Reddit has taken a significant step by updating its robots.txt file and blocking Bing and other search engines from crawling its site. “Bing stopped crawling Reddit after they implemented their updated robots.txt file on July 1, which prohibits all crawling of their site,” a Microsoft representative said.
What happened
On July 1, 2024, Reddit updated its robots.txt file to prevent many search engines and AI tools from crawling the site. Contrary to some earlier beliefs, Reddit did not prevent Google from crawling its site. However, it has blocked most other crawlers, restricting their access to the site’s content.

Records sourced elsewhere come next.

Issue #2383, opened 2024-04-17
Bug: jmespath custom functions introspection breaks when minifying


dreamorosi:
### Expected Behaviour

When using the JMESPath utility I should be able to minify my code and all the utility's features should work.

### Current Behaviour

When the function including the utility is minified the utility is not able to introspect its own methods and correctly register the functions available, which causes a runtime error:

```sh
2024-04-17T08:03:11.119Z        a71a8744-df90-4187-bff6-d8f8e0d0478d    ERROR   Invoke Error    {"errorType":"TypeError","errorMessage":"t.introspectMethods is not a function or its return value is not iterable","stack":["TypeError: t.introspectMethods is not a function or its return value is not iterable","    at Object.introspectMethods (/var/task/index.js:2:12877)","    at l.introspectMethods (/var/task/index.js:2:12877)","    at U.introspectMethods (/var/task/index.js:2:12877)","    at new ue (/var/task/index.js:2:16337)","    at he.search (/var/task/index.js:2:20094)","    at Le (/var/task/index.js:2:30000)","    at Runtime.Sr [as handler] (/var/task/index.js:2:31173)","    at Runtime.handleOnceNonStreaming (file:///var/runtime/index.mjs:1173:29)"]}
```

This affects both ESM and CJS builds and can be mitigated only by not aliasing functions/methods names in the minified bundle - in `esbuild` this corresponds to the [`keepNames` field](https://esbuild.github.io/api/#keep-names).

### Code snippet

```ts
import { search } from "@aws-lambda-powertools/jmespath";
import { PowertoolsFunctions } from "@aws-lambda-powertools/jmespath/functions";

export const handler = async (event: any): Promise<any> => {
  return search("powertools_json(foo).bar", event, {
    customFunctions: new PowertoolsFunctions(),
  });
};
```

### Steps to Reproduce

Bundle the function above and minify it:

```sh
npx esbuild --bundle index.ts --platform=node --outdir=out --format=esm --minify
```

Then deploy and observe the error.

On the other hand, if you also enable the `--keepNames` flag, the error won't occur.

### Possible Solution

Refactor [this method](https://github.com/aws-powertools/powertools-lambda-typescript/blob/main/packages/jmespath/src/Functions.ts#L531-L558) used to register the available methods to not rely on the prototype, or statically define the methods beforehand if that's not possible.

### Powertools for AWS Lambda (TypeScript) version

latest

### AWS Lambda function runtime

20.x

[...]

PR #2384, opened 2024-04-17
fix(jmespath): refactor custom function introspection to work with minification

dreamorosi:

This PR fixes a bug that caused JMESPath custom functions to fail to be detected and throw a runtime error when running on minified functions.

The previous logic relied on the name of the class (via `prototype.constructor.name`) which caused it to fail when the code is minified since entities are aliased to use shorter names.

The new logic introduced in this PR uses an identity check (`value instanceof Class`) which minification-proof since even when aliased both classes will still maintain their inheritance.

### Related issues, RFCs

**Issue number:** #2383

## Checklist

### Breaking change checklist

---


am29d (approved):
great catch, we might need to inspect other places where we use prototype checks, we might discover more over time.

PR #2429, opened 2024-04-24
fix(parser): set etag optional for delete object notifications

### LINKED ISSUE #2410: Bug: Parser's S3 event notifications schemas
### Summary

Based on the finding in aws-powertools/powertools-lambda-python#4156 it appears that when S3 sends a notification for an object deleted and triggers a Lambda function, the `etag` field is optional.

In looking at our implementation vs the types in `@types/aws-lambda` it seems that we have [a single `S3EventNotificationEventBridgeDetailSchema` schema](https://github.com/aws-powertools/powertools-lambda-typescript/blob/d767d61e74ad49b8b9bcf9c809a1ebef68fad8f9/packages/parser/src/schemas/s3.ts#L68) while DefinitelyTyped has multiple kinds, one for each notification type. 

I'm not sure if we should add schemas for each event type like DefinitelyTyped does or have a single one, however having multiple might help with addressing the subtle differences in field presence (i.e. `etag` not present in delete notifications) & values (i.e. `deletion-type` equals `Permanently Deleted`).

For now I'm opening this as a feature request, but if we decide to just make `etag` optional and keep the schema as-is, we can convert this as maintenance type.

### Why is this needed?

So that customers can use the schema to parse their events.

Parser

### Solution

_No response_

### Acknowledgment

### Future readers

am29d:

In this PR we set etag to optional. We initially discussed in #2410 that it'd be best to split s3 event notification schema into separate objects for event types (delete, create, update, lifecycle, etc) similar to how `@types/aws-lambda` does it.

However `@types/aws-lambda` is not correct for the s3 notification, i.e. etag is a required field in `DeleteObject` events, thus we can't rely on them. In addition, splitting the event types would introduce either redundancy between the events of the common fields, or additional complexity if we decide to split them based on base and specific fields. It'd be hard to read them.

### Related issues, RFCs

**Issue number:** closes #2410 

## Checklist

### Breaking change checklist

---

### DIFF
--- a/packages/parser/src/schemas/s3.ts
+++ b/packages/parser/src/schemas/s3.ts
@@ -72,8 +72,8 @@ const S3EventNotificationEventBridgeDetailSchema = z.object({
   }),
   object: z.object({
     key: z.string(),
-    size: z.number().nonnegative().optional(),
-    etag: z.string().optional(),
+    size: z.number().nonnegative().optional(), // not present in DeleteObject events
+    etag: z.string().optional(), // not present in DeleteObject events
     'version-id': z.string().optional(),
     sequencer: z.string().optional(),
   }),
--- a/packages/parser/src/schemas/s3.ts
+++ b/packages/parser/src/schemas/s3.ts
@@ -73,7 +73,7 @@ const S3EventNotificationEventBridgeDetailSchema = z.object({
   object: z.object({
     key: z.string(),
     size: z.number().nonnegative().optional(),
-    etag: z.string(),
+    etag: z.string().optional(),
     'version-id': z.string().optional(),
     sequencer: z.string().optional(),
   }),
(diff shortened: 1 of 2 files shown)


dreamorosi (commented):
I thought we discussed that we'd break up the schemas into separate ones for each S3 event notification, why the change?

dreamorosi (dismissed):
Just saw your comment [under the issue](https://github.com/aws-powertools/powertools-lambda-typescript/issues/2410#issuecomment-2074521208), would have been useful to have it as part of the PR body.

---

It would really be helpful, and also set an example for external contributor, if we maintainers took time to write informative descriptions so that the PR are self-contained and can be evaluated as standalone.

Having a "fixes #nnn" doesn't necessarily explain the choices made, and when we go back to the PRs at release or after some time we might not know immediately the why and what behind the change.

dreamorosi (approved):

Issue #2399, opened 2024-04-18
Maintenance: start linting markdown files


dreamorosi:
### Summary

Currently we don't have any linting in place for the documentation.

This leads to inconsistencies when different contributors touch the files, which in some cases lead to increased diff on PRs.

We should take inspiration from the Powertools for AWS Lambda (Python) repo and setup something like (or exactly) [markdownlint](https://github.com/DavidAnson/markdownlint).

### Why is this needed?

So that we can increase consistency and remove cognitive overhead during editing & review.

### Which area does this relate to?

Automation

### Solution

- Explore adding markdownlint to the repo
- Consider adopting most or all the same linting rules that the Python repo uses
- Set up the tool to run during PRs CI on all markdown files
- Set up the tool to run on changed files as `pre-commit` hook

### Acknowledgment

- [X] This request meets [Powertools for AWS Lambda (TypeScript) Tenets](https://docs.powertools.aws.dev/lambda/typescript/latest/#tenets)
- [ ] Should this be considered in other Powertools for AWS Lambda languages? i.e. [Python](https://github.com/aws-powertools/powertools-lambda-python/), [Java](https://github.com/aws-powertools/powertools-lambda-java/), and [.NET](https://github.com/aws-powertools/powertools-lambda-dotnet/)

### Future readers

Please react with 👍 and your use case to help us understand customer demand.

PR #2434, opened 2024-04-25
chore(maintenance): add markdownlint

dreamorosi:

This PR introduces markdown linting to the project. This will enforce an objective baseline for style and format of markdown files.

To support this I have added [markdownlint-cli2](https://github.com/DavidAnson/markdownlint-cli2) to the workspace, this is the same CLI used by Powertools for AWS Lambda (Python) from which I also copied the rule set.

Linting is run automatically as `pre-commit` hook via `lint-staged`, which will lint and fix only on staged files that are about to be committed (remember to run `npx husky` to make it take effect), and also as PR check. The latter runs on all markdown files in scope.

The tool supports an ignore file, which I also added to the project, however I was able to make this file work only with the IDE extension but not the CLI, for this reason I replicated the patterns in the command I added to the `package.json`.

For the time being I have ignored the `package/*/README.md` files since there are opened issues already for these, once we tackle them we will remove them from the ignore list.

Finally, if you are using VSCode, I recommend to install the [markdownlint](https://marketplace.visualstudio.com/items?itemName=DavidAnson.vscode-markdownlint) which will surface the issues according to the ruleset defined and can also be configured to format on save.

### Related issues, RFCs

**Issue number:** #2399

## Checklist

### Breaking change checklist

---

### DIFF
--- a/.markdownlint.yaml
+++ b/.markdownlint.yaml
@@ -73,8 +73,6 @@ MD013:
   tables: false
   # Include headings
   headings: true
-  # Include headings
-  headers: true
   # Strict length checking
   strict: false
   # Stern length checking
@@ -107,8 +105,6 @@ MD023: true
 
 # MD024/no-duplicate-heading/no-duplicate-header - Multiple headings with the same content
 MD024:
-  # Only check sibling headings
-  allow_different_nesting: false
   # Only check sibling headings
   siblings_only: false
 
--- a/.markdownlint.yaml
+++ b/.markdownlint.yaml
@@ -1,0 +1,230 @@
+# Rules: https://github.com/DavidAnson/markdownlint/blob/main/doc/Rules.md
+
+# Default state for all rules
+default: true
+
+# Path to configuration file to extend
+extends: null
+
+# MD001/heading-increment/header-increment - Heading levels should only increment by one level at a time
+MD001: true
+
+# MD002/first-heading-h1/first-header-h1 - First heading should be a top-level heading
+# NOTE: We use h2 due to font size
+MD002: false
+
+# MD003/heading-style/header-style - Heading style
+MD003:
+  # Heading style
+  style: "consistent"
+
+# MD004/ul-style - Unordered list style
+MD004:
+  # List style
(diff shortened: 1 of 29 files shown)


.markdownlint.yaml
```diff
@@ -0,0 +1,230 @@
...
+  # Number of characters for code blocks
+  code_block_line_length: 265
+  # Include code blocks
+  code_blocks: true
+  # Include tables
+  tables: false
+  # Include headings
+  headings: true
+  # Include headings
+  headers: true
```
am29d, line 77: My ide complains that this field is not allowed: 

Schema validation: Property 'headers' is not allowed. Looking at the comment it seems to be redundant with `headings`?

.markdownlint.yaml
```diff
@@ -0,0 +1,230 @@
...
+  # Blank lines below heading
+  lines_below: 1
+
+# MD023/heading-start-left/header-start-left - Headings must start at the beginning of the line
+MD023: true
+
+# MD024/no-duplicate-heading/no-duplicate-header - Multiple headings with the same content
+MD024:
+  # Only check sibling headings
+  allow_different_nesting: false
```
am29d, line 111: This property seems also not valid based on the schema. I have double checked the [json schema](https://github.com/DavidAnson/markdownlint/blob/b2305efafb034b1f328845aec9928b5363ffd646/schema/markdownlint-config-schema.json#L591) and I can't find it there either.

am29d (changes requested):
Great addition! I tested few formatting errors and the error messages are spot on what's wrong, where and what to fix ✅.

Just two comments on the configuration, it seems like they are not valid based on the JSON schema of markdownlint? Maybe I am missing something.

dreamorosi:
No, you're right - I copied the config from the Python repo assuming it was correct but the two settings you pointed out are either missing or have been removed, they don't appear anymore in the [docs for the tool](https://github.com/DavidAnson/markdownlint/blob/main/doc/Rules.md) either.

I have removed them both!

am29d (approved):

Issue #2223, opened 2024-03-13
Maintenance: drop support for Node.js 16


dreamorosi:
### Summary

> [!important]
> Starting from July 1, 2024 Powertools for AWS Lambda (TypeScript) will end support for Node.js 16.

This action follows [the date when AWS Lambda will mark the `nodejs16.x` as deprecated](https://docs.aws.amazon.com/lambda/latest/dg/lambda-runtimes.html#runtimes-supported) and precedes the date after which you will no longer be able to create new functions using the runtime.

We recommend that you upgrade your existing Node.js 16 functions to Node.js 20 before July 1st, 2024.

End of support does not impact existing functions and functions using versions of Powertools for AWS Lambda (TypeScript) released before the date, however starting from this date we will not guarantee compatibility with Node.js 16.

You can use the following AWS CLI command to list all functions in a specific region using Node.js 16, including published function versions:

> [!Note]
> Make sure to replace the value of the `--region` flag and run this command in each region you have Lambda functions workloads

```sh
aws lambda list-functions --function-version ALL --region <Region> --output text --query "Functions[?Runtime=='nodejs16.x'].FunctionArn"
```

### Why is this needed?

Starting from July 15, 2024 we will no longer be able to deploy new Lambda functions using the `nodejs16.x` runtime, this means we will no longer be able to run integration tests for new code changes.

With this in mind, and considering our iteration cycles last two weeks, we plan on dropping support for the runtime just two weeks before the date.

### Which area does this relate to?

Governance

### Acknowledgment

- [X] This request meets [Powertools for AWS Lambda (TypeScript) Tenets](https://docs.powertools.aws.dev/lambda/typescript/latest/#tenets)
- [ ] Should this be considered in other Powertools for AWS Lambda languages? i.e. [Python](https://github.com/aws-powertools/powertools-lambda-python/), [Java](https://github.com/aws-powertools/powertools-lambda-java/), and [.NET](https://github.com/aws-powertools/powertools-lambda-dotnet/)

### Future readers

Please react with 👍 and your use case to help us understand customer demand.

dreamorosi:
Check the `useDefineForClassFields` value in `tsconfig.json` which will flip to `true` once we target `ES2022` ([docs](https://www.typescriptlang.org/tsconfig#useDefineForClassFields)).

dreamorosi:
[...]

PR #2484, opened 2024-05-06
Docs Update for clarify.

ericglasser:
## Summary

When going through the documentation I noticed on inconsistency, and one item that would lead to a failed build.

### Changes

- Changed the version of the lambda layer being used.
- removed `@aws-sdk` from example since this requires adding the sdk layer or the function will fail.

### DIFF
--- a/docs/index.md
+++ b/docs/index.md
@@ -111,7 +111,6 @@ You can use Powertools for AWS Lambda (TypeScript) by installing it with your fa
               bundling: {
                 externalModules: [
                   '@aws-lambda-powertools/*',
-                  '@aws-sdk/*',
                 ],
               }
             });
--- a/docs/index.md
+++ b/docs/index.md
@@ -89,7 +89,7 @@ You can use Powertools for AWS Lambda (TypeScript) by installing it with your fa
                 const powertoolsLayer = LayerVersion.fromLayerVersionArn(
                   this,
                   'PowertoolsLayer',
-                  `arn:aws:lambda:${Stack.of(this).region}:094274105915:layer:AWSLambdaPowertoolsTypeScriptV2:3`
+                  `arn:aws:lambda:${Stack.of(this).region}:094274105915:layer:AWSLambdaPowertoolsTypeScriptV2:5`
                 );
                 
                 new Function(this, 'Function', {


dreamorosi:
Hi, thank you for opening this PR.

I have tried to reproduce the issue you described on my end but I was not able to.

I have deployed a simple function that accesses a SSM parameter and calls STS. These two calls show that the function is able to use the AWS SDK even though it's being excluded from the bundle. This is because the SDK clients needed by Powertools [are bundled in the layer](https://github.com/aws-powertools/powertools-lambda-typescript/blob/4e76c23186de2b2a7a91e7d75b25a76242d4de57/layers/src/layer-publisher-stack.ts#L109-L115), while those who aren't bundled should be present in the execution environment as long as you are using Node.js 18 or greater. 

I have created a minimal example in an attempt to observe the issue you described, which you can find here: https://github.com/dreamorosi/layertest-2484

The only combination that I can imagine giving issues with that exclusion is if you're using the Node.js 16 managed runtime and you are using another AWS SDK client that is not part of the one 

In that case I would be more inclined to update the section with a callout about that runtime specifically, especially since we will stop supporting it in 2 months (#2223).

--

The layer ARN is however wrong, we'll investigate why it's not being updated and are happy to merge the change.

dreamorosi:
We have merged a change to the automation that updates the layer ARN in the docs (#2487), this should ensure that future releases update the layer ARN correctly.

ericglasser:
> Hi, thank you for opening this PR.
> 
> I have tried to reproduce the issue you described on my end but I was not able to.
> 
> I have deployed a simple function that accesses a SSM parameter and calls STS. These two calls show that the function is able to use the AWS SDK even though it's being excluded from the bundle. This is because the SDK clients needed by Powertools [are bundled in the layer](https://github.com/aws-powertools/powertools-lambda-typescript/blob/4e76c23186de2b2a7a91e7d75b25a76242d4de57/layers/src/layer-publisher-stack.ts#L109-L115), while those who aren't bundled should be present in the execution environment as long as you are using Node.js 18 or greater.
> 
> I have created a minimal example in an attempt to observe the issue you described, which you can find here: https://github.com/dreamorosi/layertest-2484
> 
> The only combination that I can imagine giving issues with that exclusion is if you're using the Node.js 16 managed runtime and you are using another AWS SDK client that is not part of the one
> 
> In that case I would be more inclined to update the section with a callout about that runtime specifically, especially since we will stop supporting it in 2 months (#2223).
> 
> --
> 
> The layer ARN is however wrong, we'll investigate why it's not being updated and are happy to merge the change.

Thank you for this clarification, I was intending to use node 18, so I thought this was still a bug, but looking back at the sample node 16 was being used which explains the discrepancy.

dreamorosi:
Either way, thank you so much for taking the time to open the PR and for using Powertools.

If you find any other are for improvement please don't hesitate to open an issue to discuss it!

PR #2487, opened 2024-05-07
chore(docs): fix update layer arn for cdk

### LINKED ISSUE #2486: Docs: update-layer-arn should also update CDK example

Our [`update_layer_arn.sh`](https://github.com/aws-powertools/powertools-lambda-typescript/blob/4e76c23186de2b2a7a91e7d75b25a76242d4de57/.github/scripts/update_layer_arn.sh) should update the layer version in our docs after a new layer deployment. But it turns out the CDK example using the layer is not updated any more. 

_No response_

### How can we improve?

We need to add `${Stack.of(this).region}` to the [select check](https://github.com/aws-powertools/powertools-lambda-typescript/blob/4e76c23186de2b2a7a91e7d75b25a76242d4de57/.github/scripts/update_layer_arn.sh#L59) to replace the version number. The current implementation has `${cdk.Stack.of(this).region}` where cdk prefix is the causing problem.

### Got a suggestion in mind?

_No response_

### Acknowledgment

am29d:
### Changes

In this PR we remove the `cdk` prefix from the pseudo region check when replacing the layer version in the docs. This will fix the reported issue in #2484 .

**Issue number:**  closes #2486 

---

### DIFF
--- a/.github/scripts/update_layer_arn.sh
+++ b/.github/scripts/update_layer_arn.sh
@@ -56,7 +56,7 @@ for file in $files; do
     # arn:aws:lambda:{env.region}:094274105915:layer:AWSLambdaPowertoolsTypeScript:39
     if [[ "$line" == *"eu-central-1"* ]]; then
       # These are all the framework pseudo parameters currently found in the docs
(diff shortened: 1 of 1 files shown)


dreamorosi (approved):
Thank you for fixing this.

It stopped working because of a change I made. I changed the imports in the example to use `import { Stack } from ...` instead of `import cdk from ...` and broke this in the process.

This morning, Mark Williams-Cook noticed that Reddit results disappeared from the Bing Search index. Shortly afterward, several media outlets reported on this development. To confirm, I checked whether Bing’s crawlers were indeed blocked, considering Reddit was using IP detection to display one version of its robots.txt file to search engines and another to humans, as explained earlier this month.
As a result, Bing has stopped indexing new content on Reddit. No new content appears when you filter Reddit results in Bing Search for the last week.
Microsoft’s confirmation
A Microsoft spokesperson explained the situation:
“Microsoft respects the robots.txt standard, and we honour the directions provided by websites that do not want content on their pages to be used with our generative AI models. Bing stopped crawling Reddit after implementing their updated robots.txt file on July 1, which prohibits all crawling of their site.”
Reddit’s statement
Reddit spokesperson Tim Rathschmidt clarified:
“This is not at all related to our recent partnership with Google. We have been in discussions with multiple search engines. We have been unable to reach agreements with all of them since some are unable or unwilling to make enforceable promises regarding their use of Reddit content, including their use for AI.”
Reddit’s licensing deal with Google allows Reddit to take a firm stance with other search engines and AI tools. As a result, Reddit has blocked most other search engines from crawling its content. Meanwhile, Google is driving significant traffic to Reddit, even testing the special treatment in its search results for Reddit content.
This situation raises questions about whether other large websites might follow Reddit’s example and what the implications could be for smaller publishers and content producers.